Improving the Availability of Clinical History Accompanying Radiographic Examinations in a Large Pediatric Radiology Department AMERICAN JOURNAL OF ROENTGENOLOGY Hawkins, C. M., Anton, C. G., Bankes, W. M., Leach, A. D., Zeno, M. J., Pryor, R. M., Larson, D. B. 2014; 202 (4): 790-796

Abstract

The purpose of this quality improvement initiative was to improve the consistency with which radiologists are provided a complete clinical history when interpreting radiography examinations performed in the outpatient and emergency department settings.The clinical history was considered complete if it contained three elements: nature of the symptoms, description of injury, or cause for clinical concern; duration of symptoms or time of injury; and focal site of pain or abnormality, if applicable. This was reduced to three elements: "what-when-where." A goal was established that 95% of the clinical histories should contain all three elements. To achieve this goal, technologists supplemented referring clinicians' history. The project was divided into four phases: launch, support, transition to sustainability, and maintenance. During the support phase, results of automated weekly audits automatically populated group-level performance reports. During the transition to the sustainability phase, audit results populated individual-level performance reports. During the maintenance phase, quarterly audit results were incorporated into technologists' employee performance goals.Before initiation of the project, 38% (76/200) of radiography examinations were accompanied by a complete clinical history.

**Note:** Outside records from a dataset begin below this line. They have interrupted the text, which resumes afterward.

PR #1432, opened 2024-10-11
ci: adjust the release process to handle publishing ops and ops-scenario

tonyandrewmeyer:
Adds new publish workflows for ops-scenario (one for main PyPI, one for test.pypi.org), modelled on the ops workflows. These differ significantly from the old ops-scenario publish workflow (now deleted), which would automatically create a GitHub release and tag and publish to PyPI (with API credentials) on a push to main.

To avoid confusion, the publish workflows for `ops` are renamed (and while this is being done, the extension is changed from `yml` to `yaml` to match all the other files).

The publish workflows are trigged by new tags - `2.*` for `ops` (rather than a release being published) and `scenario-7.*` for `ops-scenario`. This allows releases that only include publishing one of the packages (for example, in a month that had no changes to one, or when a patch release is required).

The HACKING.md documentation is updated to reflect the changes in the release process.

A CHANGES.md is added for Scenario, backdated to 7.0.0 (although 7.0.0 is not entirely complete, but it does list the main changes).

Once this is merged, trusted publishing will need to be configured for the `ops-scenario` package, and the config for `ops` will need to be adjusted to refer to the new workflow filename.

Drive-bys:
 * The smoke test workflow had incorrect indentation for the `schedule` trigger.
 * Clarify when `(testing)` and `(harness)` scopes are used in conventional commits, now that we have Scenario in the repo.
 * Note the use of the various `.. juju` directives in documentation.
 * Minor clarifications in the release process based on comments from @james-garner-canonical when he did his first release.


HACKING.md
```diff
@@ -311,43 +322,61 @@ To make a release of the ops library, do the following:
...
    noteworthy changes.
-12. Have someone else in the Charm-Tech team proofread the release notes.
-13. When you are ready, click "Publish". (If you are not ready, click "Save as Draft".)
-
-This will trigger an automatic build for the Python package and publish it to
-[PyPI](https://pypi.org/project/ops/)) (authorisation is handled via a
+13. Have someone else in the Charm-Tech team proofread the release notes.
+14. When you are ready, click "Publish". (If you are not ready, click "Save as Draft".)
+15. If the release includes an `ops-scenario` package, then create a new tag in
+   the form `scenario-<major>.<minor>.<patch>`.
```
james-garner-canonical, line 358: How to create a (second) new tag? I'm hoping there's a way in the github web ui, but I can't figure it out. Normally I just tag stuff via the cli, but I don't think that's what we want here since it would require being able to push directly to ops (main).

HACKING.md
```diff
@@ -311,43 +322,61 @@ To make a release of the ops library, do the following:
...
+
+This will trigger automatic builds for the Python packages and publish them to
```
james-garner-canonical, line 360: Maybe we should be clearer here about what triggers the automatic builds -- tag creation, right? If we're releasing one of ops or scenario, then the sole tag is created on publishing the release. But if we're releasing both, then the ops tag is created on publishing a release (triggering an automatic build). While the second tag is going to be created after the release (triggering the second automatic build). Is that right?

james-garner-canonical (changes requested):

HACKING.md
tonyandrewmeyer: Hmm, yes, this is a problem. I hadn't thought about that - too used to having high access to a repo. Maybe we do have to have three types of tags after all? Or maybe we simplify things by just using one tag and always doing two releases, or the release workflow tries to be clever and see if the number has changed.

I'll need to think more about this.

james-garner-canonical: My gut feeling is that just making two separate releases with `2.x.y` or `scenario-a.b.c` tags respectively would be the way to go, but if there does exist an easy way to do what you originally proposed then that would be better.

tonyandrewmeyer: Maybe that would be the cleanest way of working in the system. The disadvantages would be that there are two sets of source artefacts (but I don't think anyone uses those anyway), the person doing the release would need to do a few things twice, and the release notes wouldn't be able to refer to both releases (although the Discourse post is probably the more true release notes, and could).

dimaqq (approved):

HACKING.md
james-garner-canonical: > The disadvantages would be that there are two sets of source artefacts
A bit redundant, but totally fine and correct imo

> the person doing the release would need to do a few things twice
Biggest downside! But maybe the duplicated work isn't too much? You'd have to separate out the commits between ops and opt-testing anyway, for example.

> the release notes wouldn't be able to refer to both releases
Which release notes? In github you would still start with auto generated release notes vs correct previous release tag and separate out the (non)testing ones (for example), right? A single discourse post when releasing both would make sense though.

Just my 2c

IronCore864 (approved):

HACKING.md
tonyandrewmeyer: > Which release notes? In github you would still start with auto generated release notes vs correct previous release tag and separate out the (non)testing ones (for example), right?

Yes. I meant that say there's some significant change that impacts both ops and ops-scenario: if there was one combined GitHub release, then that could have some note about it at the top, once, and it's probably one PR, so it would be one bullet point in the list below. With two GitHub releases, you need to call it out at the top of each of them, and the bullet point is in both of the lists.

Even for a little change this seems a bit annoying: most features are going to also include corresponding changes in Scenario. For example:

* Adds support for the new workload-ready Juju event (#19790125)

This ends up being in the GitHub release for `ops` and for `ops-scenario`, because for `ops` it's the feature itself, but then there's the support for testing it in `ops-scenario`.

It's not a blocker, it just means that it's not super straightforward to filter the lists for the two releases, particularly if you didn't work on or review the PR yourself.

james-garner-canonical: Oh yeah I didn't think of that, thanks for explaining. Kind of puts me off the idea of two truly separate releases.

Probably a bad idea: when we release both, we could just create a second dummy release for testing with a link to the ops release with combined release notes (with separate sections where appropriate). So basically your originally proposed workflow, but the 'create a second tag' step is done via creating a second release for the same commit.

HACKING.md
```diff
@@ -318,65 +318,152 @@ the build frontend is [build](https://pypi.org/project/build/).
...
-10. Check if there's a `chore: update charm pins` auto-generated PR in the queue. If it looks
-   good, merge it and check that tests still pass. If needed, you can re-trigger the
-   `Update Charm Pins` workflow manually to ensure latest charms and ops get tested.
-11. Add, commit, and push, and open a PR to get the changelog and version bump
+5. Have the release create a new tag, in the form `<major>.<minor>.<patch>` for
+   `ops` and `scenario-<major>.<minor>.<patch>` for `ops-scenario`. If releasing
+   both packages, use the ops tag.
+6. Use the "Generate Release Notes" button to get a copy of the changes into the
+   notes field. The 'Release Documentation' section below details the form that
+   the release notes and changelog should take.
```
james-garner-canonical, line 338: Worth adding a note about choosing the previous release tag to compare to?

I think the rule is: find the previous release tag for each thing you're releasing, and if there is more than one (i.e. an ops only release and a scenario only release), use the older of the two.

Say you had an ops release, then a scenario release, and are now doing a joint release -- you'd want to choose the ops release to generate release notes.

But you'd need to filter out any scenario PRs from before the last scenario release, since they'd have been covered already.

HACKING.md
```diff
@@ -318,65 +318,152 @@ the build frontend is [build](https://pypi.org/project/build/).
...
+12. Announce the release on [Discourse](https://discourse.charmhub.io/c/framework/42) and [Matrix](https://matrix.to/#/#charmhub-charmdev:ubuntu.com).
+
+13. Open a PR to change the version strings to the expected
+   next version, with ".dev0" appended (for example, if 3.14.1 is the next
+   expected version, use `'3.14.1.dev0'`).
+
+## Release Documentation
+
+`ops` and `ops-scenario` releases have several documentation artifacts, each
+serving a separate purpose and covering a different level.
```
james-garner-canonical, line 376: This sentence left me wondering what these different artefacts are specifically and what the implications are for someone doing a release.

Aren't all our docs always tracking main, rather than specific releases?

Are the release artifacts changing from just being zipped source code?

Oh also today I learned that artifacts is US English, and artefacts is British English.

james-garner-canonical (commented):
Thanks Tony, looking good. Just a few more questions from me, sorry!

HACKING.md
```diff
@@ -318,65 +318,152 @@ the build frontend is [build](https://pypi.org/project/build/).
...
-
-This will trigger automatic builds for the Python packages and publish them to
-PyPI ([ops](https://pypi.org/project/ops/) and
-[ops-scenario](https://pypi.org/project/ops-scenario)) (authorisation is handled via a
-[Trusted Publisher](https://docs.pypi.org/trusted-publishers/) relationship).
+9. Save the release notes as a draft, and have someone else in the Charm-Tech
+   team proofread the release notes.
+10. If the release includes both `ops` and `ops-scenario` packages, then push a
+   new tag in the form `scenario-<major>.<minor>.<patch>`. This is done by
+   executing `git tag scenario-x.y.z`, then `git push upstream --tags` locally
```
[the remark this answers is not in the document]
tonyandrewmeyer:
```suggestion
   executing `git tag scenario-x.y.z`, then `git push upstream tag scenario-x.y.z` locally
```

HACKING.md
tonyandrewmeyer:
```suggestion
`ops` and `ops-scenario` releases have several documentation artefacts, each
serving a separate purpose and covering a different level.
```

tonyandrewmeyer: > This sentence left me wondering what these different artefacts are specifically and what the implications are for someone doing a release.

Hmm, I maybe need to use a different term then. They are the things outlined in the subsequent sections: raw logs, changelogs, release notes, release post.

> Aren't all our docs always tracking main, rather than specific releases?

Yes, except for these documents that are specifically about the release.

> Are the release artifacts changing from just being zipped source code?

The zipped and tar.gz repository dump (what GitHub calls "assets") stay the same: I don't think we can change those, and no-one should really be using them. The CI pipeline produces .tar.gz and wheels of the two packages (unchanged for `ops`, minor change for `ops-scenario` in that it previously was wheel-only) that are uploaded to PyPI and attestations for each of those (unchanged for `ops`, new for `ops-scenario`). We manually create the `CHANGES.md` files (unchanged for `ops`, new for `ops-scenario`), which are included in both the "assets" and PyPI artefacts. We also manually create the GitHub Releases text and Discourse post, which only live in those places.

Any suggestions for a better/clearer title here? Or clearer text?

james-garner-canonical: Oh I see now. I just immediately jumped to build artefacts. Probably just my unfamiliarity with terminology. Mentally substituting with "We produce several pieces of documentation for `ops` and `ops-scenario` releases, each serving ..." makes everything make sense for me.

HACKING.md
james-garner-canonical: We can add it to the release instructions! "If you're the first one to do a patch release, update the release instructions with what you did and remove this directive."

This increased to 92% (928/1006) by the end of the 15-week improvement phase. Performance was sustained at 96% (1168/1213) 7 months later [corrected].By clearly defining expectations for an appropriate clinical history and establishing system and organizational mechanisms to facilitate verifiable compliance, we were able to successfully and sustainably improve the consistency with which radiography examinations were accompanied by a complete clinical history.